PR #1515, opened 2025-04-15
fix queueing of browser events and handle scenes with the mouse

riknoll:
this fixes a bug reported on the forum here: https://forum.makecode.com/t/browser-events-extension-bug/35709

basically the bug worked like this:
1. someone presses a button and the simulator fires the pressed event
2. the game engine updates the pressed state of the button to true and invokes the user's button handler
3. the button handler pauses for some amount of time
4. the button is released and the simulator fires the released event
5. the game engine updates the pressed state of the button to false
6. the user presses the button a second time
7. because the button handler from step 3 is still paused, the pressed event is queued by the event bus
8. the button is released
9. the handler from step 3 finishes pausing and the queued event from step 7 is invoked
10. the game engine updates the button to "pressed" even though the corresponding released event already fired in step 8. the button is now stuck in the "pressed" state

to fix it, i did the same thing that we do for controller buttons which is to create separate internal events for pressed/released that we can subscribe to in the game engine (whereas the public pressed/released events are subscribed to by the user code). this prevents the queueing behavior from delaying the update of the button state.

i also refactored the mouse button code so that it too handles scene push/pop, which i forgot to do  in https://github.com/microsoft/pxt-common-packages/pull/1514

### DIFF
--- a/libs/browser-events/browserEvents.ts
+++ b/libs/browser-events/browserEvents.ts
@@ -48,40 +48,50 @@ namespace browserEvents {
         Released = Event.PointerUp,
     }
 
+    //% whenUsed
+    const INTERNAL_POINTER_DOWN = 6868;
+    //% whenUsed
+    const INTERNAL_POINTER_UP = 6869;
+
+    type MouseHandler = (x: number, y: number) => void;
+
     //% fixedInstances
     export class MouseButton {
         protected _pressed: boolean;
-        protected pressHandler: (x: number, y: number) => void;
-        protected pressListeners: ((x: number, y: number) => void)[];
-        protected releaseHandler: (x: number, y: number) => void;
-        protected releaseListeners: ((x: number, y: number) => void)[];
+
+        protected sceneStack: _SceneButtonHandlers<MouseHandler>[];
+
+        protected get state(): _SceneButtonHandlers<MouseHandler> {
+            return this.sceneStack[this.sceneStack.length - 1];
+        }
 
         constructor(public id: number) {
-            control.internalOnEvent(Event.PointerDown, this.id, () => this.setPressed(true), 16);
-            control.internalOnEvent(Event.PointerUp, this.id, () => this.setPressed(false), 16);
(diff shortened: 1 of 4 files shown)


libs/browser-events/browserEvents.ts
```diff
@@ -48,40 +48,50 @@ namespace browserEvents {
...
         protected _pressed: boolean;
-        protected pressHandler: (x: number, y: number) => void;
-        protected pressListeners: ((x: number, y: number) => void)[];
-        protected releaseHandler: (x: number, y: number) => void;
-        protected releaseListeners: ((x: number, y: number) => void)[];
+
+        protected sceneStack: _SceneButtonHandlers<MouseHandler>[];
+
+        protected get state(): _SceneButtonHandlers<MouseHandler> {
+            return this.sceneStack[this.sceneStack.length - 1];
```
srietkerk, line 65: Do we need protections for a possibly empty `sceneStack`?

libs/browser-events/sim/mouseState.ts
```diff
@@ -43,10 +48,19 @@ namespace pxsim.browserEvents {
                 "pointerout",
             ];
 
+            let eventId = 6857 + events.indexOf(event.type);
+
+            if (event.type === "pointerdown") {
+                eventId = INTERNAL_POINTER_DOWN;
+            }
+            else if (event.type === "pointerup") {
+                eventId = INTERNAL_POINTER_UP;
```
srietkerk, line 57: Do we also want to take advantage of key up and down here?

srietkerk (commented):
Couple questions

jwunderl (approved):

libs/browser-events/browserEvents.ts
riknoll: nope, that's handled by the push/pop handlers

libs/browser-events/sim/mouseState.ts
riknoll: those are fired in keyboard.ts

== Task instructions ==
Having read the entries above, repeat them exactly.

== Solution for this exercise ==
PR #1515, opened 2025-04-15
fix queueing of browser events and handle scenes with the mouse

riknoll:
this fixes a bug reported on the forum here: https://forum.makecode.com/t/browser-events-extension-bug/35709

basically the bug worked like this:
1. someone presses a button and the simulator fires the pressed event
2. the game engine updates the pressed state of the button to true and invokes the user's button handler
3. the button handler pauses for some amount of time
4. the button is released and the simulator fires the released event
5. the game engine updates the pressed state of the button to false
6. the user presses the button a second time
7. because the button handler from step 3 is still paused, the pressed event is queued by the event bus
8. the button is released
9. the handler from step 3 finishes pausing and the queued event from step 7 is invoked
10. the game engine updates the button to "pressed" even though the corresponding released event already fired in step 8. the button is now stuck in the "pressed" state

to fix it, i did the same thing that we do for controller buttons which is to create separate internal events for pressed/released that we can subscribe to in the game engine (whereas the public pressed/released events are subscribed to by the user code). this prevents the queueing behavior from delaying the update of the button state.

i also refactored the mouse button code so that it too handles scene push/pop, which i forgot to do  in https://github.com/microsoft/pxt-common-packages/pull/1514

### DIFF
--- a/libs/browser-events/browserEvents.ts
+++ b/libs/browser-events/browserEvents.ts
@@ -48,40 +48,50 @@ namespace browserEvents {
         Released = Event.PointerUp,
     }
 
+    //% whenUsed
+    const INTERNAL_POINTER_DOWN = 6868;
+    //% whenUsed
+    const INTERNAL_POINTER_UP = 6869;
+
+    type MouseHandler = (x: number, y: number) => void;
+
     //% fixedInstances
     export class MouseButton {
         protected _pressed: boolean;
-        protected pressHandler: (x: number, y: number) => void;
-        protected pressListeners: ((x: number, y: number) => void)[];
-        protected releaseHandler: (x: number, y: number) => void;
-        protected releaseListeners: ((x: number, y: number) => void)[];
+
+        protected sceneStack: _SceneButtonHandlers<MouseHandler>[];
+
+        protected get state(): _SceneButtonHandlers<MouseHandler> {
+            return this.sceneStack[this.sceneStack.length - 1];
+        }
 
         constructor(public id: number) {
-            control.internalOnEvent(Event.PointerDown, this.id, () => this.setPressed(true), 16);
-            control.internalOnEvent(Event.PointerUp, this.id, () => this.setPressed(false), 16);
(diff shortened: 1 of 4 files shown)


libs/browser-events/browserEvents.ts
```diff
@@ -48,40 +48,50 @@ namespace browserEvents {
...
         protected _pressed: boolean;
-        protected pressHandler: (x: number, y: number) => void;
-        protected pressListeners: ((x: number, y: number) => void)[];
-        protected releaseHandler: (x: number, y: number) => void;
-        protected releaseListeners: ((x: number, y: number) => void)[];
+
+        protected sceneStack: _SceneButtonHandlers<MouseHandler>[];
+
+        protected get state(): _SceneButtonHandlers<MouseHandler> {
+            return this.sceneStack[this.sceneStack.length - 1];
```
srietkerk, line 65: Do we need protections for a possibly empty `sceneStack`?

libs/browser-events/sim/mouseState.ts
```diff
@@ -43,10 +48,19 @@ namespace pxsim.browserEvents {
                 "pointerout",
             ];
 
+            let eventId = 6857 + events.indexOf(event.type);
+
+            if (event.type === "pointerdown") {
+                eventId = INTERNAL_POINTER_DOWN;
+            }
+            else if (event.type === "pointerup") {
+                eventId = INTERNAL_POINTER_UP;
```
srietkerk, line 57: Do we also want to take advantage of key up and down here?

srietkerk (commented):
Couple questions

jwunderl (approved):

libs/browser-events/browserEvents.ts
riknoll: nope, that's handled by the push/pop handlers

libs/browser-events/sim/mouseState.ts
riknoll: those are fired in keyboard.ts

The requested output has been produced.